W. N. Balcombe demanda au mois de juin l’expédition sur Londres d’une première fraction de dix mille bouteilles de sa cuvée réservée. Droites dans les paniers à six cases, elles arrivaient au jour, salies par cinq ans de ténèbres. [...]

Les habilleuses travaillaient à califourchon, à deux en vis-à-vis, la colle et les feuilles d’étain à trente-deux francs (93 euros 2004) le mille, posées entre elles. [...] Elles appuyaient le culot sur leur ventre protégé par un coussinet de jute. Maniant quinze cents bouteilles par jour, elles pressaient autant de fois sur leur sexe et trouvaient à cette posture d’onaniste la possibilité de supprimer les grossesses jusqu’au moment où elles passaient s’asseoir plus convenablement à la fabrication des muselets ou au marquage à feu des bouchons.
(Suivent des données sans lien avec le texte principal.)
Issue #745, opened 2025-12-08
[Bug]: `rs.mock()` loads real implementation (executing side effects)


jhage-snapsheet:
### Version

```sh
System:
    OS: macOS 15.6
    CPU: (14) arm64 Apple M4 Pro
    Memory: 92.91 MB / 24.00 GB
    Shell: 5.9 - /bin/zsh
  Browsers:
    Chrome: 142.0.7444.177
    Firefox: 141.0
    Safari: 18.6
  npmPackages:
    @rstest/core: latest => 0.7.1
```

### Details

As far as I can tell, the rstest implementation of mocking is actually loading the "source" file before applying the mock. I don't see that this is happening with jest

In our case we have endless side effects in our "source" files and can't justify refactoring right now

### Reproduce link

https://github.com/jhage-snapsheet/rstest-side-effect-mock

### Reproduce Steps

1. `npm run test` or `DEBUG=rstest npm run test`
2. observe "touches" variables are incremented instead of undefined
3. `npm run test:jest`
4. observe "touches" variables are not incremented

YanxinTang:
Can we provide an option in rs.mock to disable importing the real module？@9aoy

9aoy:
> my repro still fails with latest rstest, is there a bug in my repro?

<img width="772" height="71" alt="Image" src="https://github.com/user-attachments/assets/e38cb434-e08a-4be4-9fdf-d101560b5083" />

@jhage-snapsheet You should replace `jest.mock` with `rs.mock`, as the mocking mechanism relies on AST transformation to work correctly.

jhage-snapsheet:
Just checking in @9aoy , sorry!

PR #934, opened 2026-02-03
fix: should not load real implementation when module is mocked

9aoy:
## Summary

should not load real implementation when module is mocked.
- Modified `rs.mock()` to check the module cache first and avoid loading modules unless necessary (e.g., for spy/mock options)
- Updated module factory handling to set factories instead of directly modifying cache, ensuring consistent behavior
- Enhanced webpack runtime protection to prevent mocked module factories from being overwritten during chunk loading

## Related Links

fix: https://github.com/web-infra-dev/rstest/issues/745

## Checklist


fi3ework:
👍🏻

M. Hartmann avait dû défendre sa marque contre les imitateurs. Un négociant avisé s’associa un commis nommé Hartman, pour user de son nom sur des bouteilles achetées un franc cinquante aux fabricants d’Épernay qui habillaient leurs produits à toutes marques.

Hartman ne connaissait ni vignes ni caves ; il vendait deux syllabes sur du papier doré.

Hartmann, avec deux "n", plaida, obtint l’obligation pour Hartman, un "n", de s’annoncer "Maison fondée en 1902".

Hartman n’en fit pas de plus mauvaises affaires. Il plaçait beaucoup à Paris dans les établissements de nuit qui subventionnent les courtisanes racoleuses du client capable d’étancher leur soif de grand cru. On leur versait, par confusion du nom célèbre, la tisane Hartman payée trois francs (9 euros 2004) et revendue dix-huit à ces hommes soûls, ce qui était de plus grand bénéfice que de compter vingt le Hartmann authentique acheté neuf francs (26 euros 2004).

Hartman cacha une pièce de cinquante centimes sous ses capsules et confia ce secret aux garçons. Sa vente monta en un an à cinq cent mille bouteilles.